The Stories Within Us

I had a most illuminating discussion with my daughter at the dinner table last night.

We were talking about reading and stories (as we often do), and Miss B. said to me matter-of-factly: “I have all sorts of stories inside me Mummy, so when I’m alone I can take them out and read them.”

I was intrigued. I asked her to tell me one.

She put down her fork (there go two weeks’ worth of exhortations to “stop talking and eat your dinner”), closed her eyes and murmured “I’m looking through the pile…let me see…Ah! The bottom one.” She opened her eyes, smiled and proceeded to tell the story.

The Eater Metre

Once there was a man who wanted to eat 12 ice creams really quickly, one after the other. Another man next to him said, “Watch out! You’d better hurry up, or the Eater Metre will eat them all!”

So he did.

The End.

There followed a very creative description of the Eater Metre, who is half-robot, half-man, and who eats lots and lots of food very very quickly. (The name refers to the amount – or more accurately, the measurement of food he can consume in just a few seconds.)

The conversation surprised and moved me. I am struck by the ease with which Miss B. both creates and accesses a rich internal universe. There are no constraints on her imagination. And when the lights go out at night, or when she is pottering about in her room, or as she plays quietly in the early morning (emphasis on QUIETLY, on pain of death), she obviously draws on these wonderful imaginings to amuse and entertain her. Sometimes she writes her stories down – at the moment she’s “working on her second book” – but mostly they are secret treasures, designed to keep her heart company and illustrate to her own little self her thoughts and hopes and wonderings about the world. What a gift.

It made me think about the stories we all have within us. Not literal stories like Miss B’s, but the stories of our lives, our longings, our hopes and dreams, our own attempts at working out the world. They’re all in there. Sometimes it’s too painful or frightening to access them directly, so they emerge, sometimes insidiously, in other forms – in the choices we make, the partners we love and hate, the careers we commit ourselves to.

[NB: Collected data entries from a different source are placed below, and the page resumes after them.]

PR #21, opened 2019-12-05
[MM-20858] Implement userentity.AddTeamMember()

streamer45:
#### Summary

PR implements `userentity.AddTeamMember()` and related store methods.

#### Ticket

https://mattermost.atlassian.net/browse/MM-20858

### DIFF
--- a/loadtest/store/memstore/store.go
+++ b/loadtest/store/memstore/store.go
@@ -14,6 +14,7 @@ type MemStore struct {
 	teams          map[string]*model.Team
 	channels       map[string]*model.Channel
 	channelMembers map[string]map[string]*model.ChannelMember
+	teamMembers    map[string]map[string]*model.TeamMember
 }
 
 func New() *MemStore {
@@ -22,6 +23,7 @@ func New() *MemStore {
 		teams:          map[string]*model.Team{},
 		channels:       map[string]*model.Channel{},
 		channelMembers: map[string]map[string]*model.ChannelMember{},
+		teamMembers:    map[string]map[string]*model.TeamMember{},
 	}
 }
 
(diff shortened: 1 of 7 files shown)


loadtest/store/memstore/store.go
```diff
@@ -108,3 +110,15 @@ func (s *MemStore) RemoveChannelMember(channelId string, userId string) error {
...
+func (s *MemStore) SetTeamMember(teamId string, teamMember *model.TeamMember) error {
+	if s.teamMembers[teamId] == nil {
+		s.teamMembers[teamId] = map[string]*model.TeamMember{}
+	}
+	s.teamMembers[teamId][teamMember.UserId] = teamMember
+	return nil
+}
+
+func (s *MemStore) TeamMember(teamId, userId string) (*model.TeamMember, error) {
+	return s.teamMembers[teamId][userId], nil
```
reflog: Let's add a check for existence here. Unless you like what TeamMember("TRY", "THIS") returns :)

streamer45: You know I would hate the result of that :grin: 
But if you approve this PR I promise my next one will be [this](https://mattermost.atlassian.net/browse/MM-20958).

streamer45: Actually it's not even that bad. 
https://play.golang.org/p/So5jYixXNNK

agnivade: This was interesting. I did not expect that. But after some ogling at it, it makes sense. If the key doesn't exist, a map returns the zero value of its value, which here is a nil map again. And again passing a key which does not exist, returns the zero value of `*model.TeamMember` which is a nil pointer. :)

streamer45: Yes, we were all quite baffled by this. I guess what made it confusing, at least for me, was that the zero value for map is `nil` so you would expect that trying to access that would cause a panic. Thankfully it wasn't hard to find an explanation in Golang's blog:  

> A nil map behaves like an empty map when reading, but attempts to write to a nil map will cause a runtime panic

Good to know for next time :muscle:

As a writer I have the wonderful opportunity to transpose my internal world onto the page (or computer screen) and share it. This doesn’t mean I tell you the literal story of my life with all its struggles and successes. Christ, you’d be bored to fecking tears. What I mean is, no matter how fictional my work is, it will always contain echoes of my personal universe. In this way I am able not only tell a story, but also to create an outlet for my inner demons (and angels). And all this without harming anyone or getting arrested. Bonus.

Take for example my previous post “A Novel Synopsis”, where I provided a synopsis-in-progress for my novel-in-progress. It wasn’t until I took the time to sit down and craft this that I realised how much of “me” there is in my novel. I didn’t intend it to be that way, but I now realise that my subconscious, crafty wee bastard that it is, has been writing my novel alongside me. (Come to think of it, that’s probably why my pen always seems to go missing.)

The very first sentence I wrote was “This is the story of my Jailbreak from Heaven.” Don’t know why. It just came into my head and suddenly there it was on the screen. (And this is the approach I have taken for much of the journey – turn on my computer, start typing and see where it leads me. I love Sharon O’Brien’s quote: “Writing became such a process of discovery that I couldn’t wait to get to work in the morning: I wanted to know what I was going to say.”)

My novel is set, partly at least, in an imaginary “Heaven”, and a number of Biblical characters make appearances, some cameo, some more significant. I’ve been having great naughty fun with this. So it’s interesting to wonder – did my upbringing as the daughter of a Presbyterian Minister subconsciously influence my subject matter? Probably. Is it also significant that the central characters are an estranged father and daughter who eventually find connection, and that their story is a distant echo of my own experience? Again, I didn’t set out to create those characters. They seemed to create themselves as I simply kept my fingers moving over the keyboard. Maybe I was standing back and making space for them.

I could go on, but you get the idea. This is why I love writing – if you simply let go and enjoy the ride you never know where it will take you – but inevitably perhaps, you always end up back at your own doorstep.

The stories within us are precious and universal. Those of us who can find some way to express them are blessed indeed. And children are perhaps the most blessed of all, because for them the process holds no fear.

If you have children, I encourage you – just sometimes – to put the library books and the school books aside and simply…make up stories together. Set your imagination free and let it roam where it chooses. See what emerges, and be adventurous enough to wonder why.

And if Miss B.’s teacher is reading this – she left the dinner table last night and read her homework book. Honest.